TF: We recently launched drill and assaying programs on our two cobalt properties in Ontario. We are currently working on seven drill cores, and we will drill another 15 or so holes in the area, focusing on several key target areas. The drill program will continue into November, and we expect to release drill and assay results later this year.
In the near future we will also be providing updates regarding our lithium property in Chile. We are currently working with the local indigenous population to determine how best to explore and exploit the resource on our property. We hope to reach an agreement with the local community and be able to bring our drill rigs onto the property by the end of 2017, early 2018.
We are also actively looking for additional properties in both the lithium and cobalt space internationally, in the hopes of increasing our portfolio and our exploration potential.
INN: What is your outlook for lithium and cobalt prices?
TF: Lithium prices have been on the rise, month-over-month, since mid-2015. The price for lithium carbonate is ranging between US$12,000 to US$14,000 a tonne, with a supply-demand imbalance for both lithium and cobalt that is driving the price upwards. It is hard to say if this will continue in the long term. While there is ample supply of lithium in the world, it comes down to whether it is near extraction and whether that supply enters the market in time. We believe that the demand for lithium will be strong over the next few years, so we expect prices to firm up and remain strong.

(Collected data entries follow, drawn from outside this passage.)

PR #762, opened 2024-08-06
Prepare validation pipeline for 0.4.0 release

skyline75489:
Improve both wheel & NuGet packaging & validation pipelines.

### DIFF
--- a/.pipelines/nuget-publishing.yml
+++ b/.pipelines/nuget-publishing.yml
@@ -36,7 +36,7 @@ parameters:
 - name: ort_version
   displayName: 'OnnxRuntime version'
   type: string
-  default: '1.18.0-dev-20240426-1256-b842effa29'
+  default: '1.19.0-dev-20240805-1630-ee2fe87e2d'
 
 - name: ort_cuda_version
   displayName: 'OnnxRuntime GPU version'
@@ -46,7 +46,7 @@ parameters:
 - name: ort_dml_version
   displayName: 'OnnxRuntime DML version'
   type: string
-  default: '1.18.0-dev-20240426-0116-b842effa29'
+  default: '1.19.0-dev-20240805-1630-ee2fe87e2d'
 
 - name: cuda_version
   displayName: 'CUDA version'
--- a/.pipelines/nuget-publishing.yml
+++ b/.pipelines/nuget-publishing.yml
@@ -41,7 +41,7 @@ parameters:
 - name: ort_cuda_version
   displayName: 'OnnxRuntime GPU version'
   type: string
-  default: '1.18.0-dev-20240426-0614-b842effa29'
+  default: '1.19.0-dev-20240805-0337-88c811b638'
 
 - name: ort_dml_version
   displayName: 'OnnxRuntime DML version'
@@ -98,6 +98,7 @@ stages:
     enable_win_dml: ${{ parameters.enable_win_dml }}
     enable_win_arm64: ${{ parameters.enable_win_arm64 }}
     ort_version: ${{ parameters.ort_version }}
+    ort_cuda_version: ${{ parameters.ort_cuda_version }}
     ort_dml_version: ${{ parameters.ort_dml_version }}
     build_config: ${{ parameters.build_config }}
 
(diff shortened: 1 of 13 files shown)


baijumeswani (approved):

.pipelines/stages/jobs/capi-packaging-job.yml
```diff
@@ -55,10 +55,7 @@ jobs:
   - name: os
     value: ${{ parameters.os }}
   - name: feed_name
-    ${{ if and(eq(parameters.cuda_version, '12.2'), eq(parameters.ep, 'cuda')) }}:
```
skyline75489, line 58: The main `ORT-Nightly` feed now have CUDA12 packages produced. I'm not sure if we should keep using `ort-cuda-12-nightly`

src/models/onnxruntime_api.h
```diff
@@ -144,6 +129,31 @@ inline std::string GetCurrentModuleDir() {
   return module_directory;
 }
 
+inline void* LoadDynamicLibraryIfExists(const std::string& path) {
+  LOG_INFO("Attempting to dlopen %s", path.c_str());
+  void* ort_lib_handle = dlopen(path.c_str(), RTLD_NOW | RTLD_LOCAL);
+  if (ort_lib_handle == nullptr) {
+    char* err = dlerror();
+    LOG_WARN("Error while dlopen: %s", (err != nullptr ? err : "Unknown"));
+    // Trying current dir
```
skyline75489, line 138: This is needed for NuGet on Linux, because `dlopen` won't search the current directory.

.pipelines/nuget-publishing.yml
```diff
@@ -36,17 +36,17 @@ parameters:
 - name: ort_version
   displayName: 'OnnxRuntime version'
   type: string
-  default: '1.18.0-dev-20240426-1256-b842effa29'
+  default: '1.19.0-dev-20240805-1630-ee2fe87e2d'
```
skyline75489, line 39: Note that these versions will be written to the final nuspec as a dependency. We should probably only use official ORT release as the dependency.

baijumeswani: I think when the 1.19.0 stable is published, we can update the version here.

src/models/onnxruntime_api.h
baijumeswani: My understanding is that this should typically be resolved with LD_LIBRARY_PATH. Is that not what is recommended?

.pipelines/nuget-publishing.yml
skyline75489: Come to think about it, the current dependency has strict version requirement like this:

```xml
<dependency id="Microsoft.ML.OnnxRuntime.Gpu" version="1.19.0-dev-20240805-1630-ee2fe87e2d" />
```

Maybe we can relax it a bit?

Reference: https://learn.microsoft.com/en-us/nuget/concepts/package-versioning?tabs=semver20sort

.pipelines/stages/jobs/capi-packaging-job.yml
baijumeswani: We can change to ort-nightly feed and use ort-nightly-gpu.
Should we keep the option for cuda 11? We will need to change to ort-cuda-11-nightly feed for that.

skyline75489: If we want to always test the latest nightly, we should primarily use `ORT-Nightly` which has the latest packages. From the names, `ort-cuda-11-nightly` and `ort-cuda-12-nightly` should also have latest package. But right now the packages in `ort-cuda-12-nightly` are 3-months old. I'm quite confused by which feed is the "correct" one to use.

src/models/onnxruntime_api.h
skyline75489: Do you mean we add instructions for user to tweak `LD_LIBRARY_PATH`?

In #731 you managed to load the ORT library using `ctypes` in Python. Python has this global location for site-packages. But for NuGet & C# projects, dependencies are copied and stored locally in the artifact folder. Therefore, I think it would be better for us to just load the nearby libraries, because this *should* be the desired library.

baijumeswani: ok, if it is guaranteed that the ort lib will end up in the same folder as ortgenai lib, this should be a good strategy.

.pipelines/nuget-publishing.yml
skyline75489: @natke This is how the dependency is added, as I mentioned in your doc PR.

PR #774, opened 2024-08-09
Fix quant model loading from multiple safetensors

BowenBao:
It is possible to create and append incomplete/empty layers, when weights of a layer is split across multiple safetensors files.

This is one of such example models https://huggingface.co/yujiepan/Meta-Llama-3-8B-Instruct-gptq-w8asym/tree/main

### DIFF
--- a/src/python/py/models/quantized_model.py
+++ b/src/python/py/models/quantized_model.py
@@ -90,10 +90,11 @@ class QuantizedModel:
         self.lm_head = TensorModule()
         self.layers = []
 
+        layers = {}
         layer_id = 0
         for weight_file in os.listdir(input_path):
             if weight_file.endswith(".safetensors"):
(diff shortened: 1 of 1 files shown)


src/python/py/models/quantized_model.py
```diff
@@ -90,10 +90,11 @@ def __init__(self, quant_type, input_path, bits, group_size, q_size, kv_size, in
         self.lm_head = TensorModule()
         self.layers = []
```
kunal-vaishnavi, line 92: Should we have `self.layers = {}` instead and then cast it to a list at the end instead of holding two copies (`self.layers` and `layers`)?

kunal-vaishnavi:
Closing this PR since its changes are merged into [this PR](https://github.com/microsoft/onnxruntime-genai/pull/780) now.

We also see a demand and supply imbalance for cobalt. We have seen historic cobalt price spikes, where the price went up to US$50 a pound. While we don’t expect it to reach that point in the near term, the price has been rising over the last couple of years, particularly due to demand exceeding supply.
Both these resources are of interest to investors, and that has to do with the increased popularity of electric vehicles and lithium-ion batteries, which will drive the demand for both lithium and cobalt. To give you an idea: in a single Tesla Model S there are roughly 113 pounds of lithium and 51 pounds of cobalt. As the demand for these vehicles rises, as more manufacturers of electric vehicles emerge and as consumer adoption increases, there will be significantly more demand for these two resources.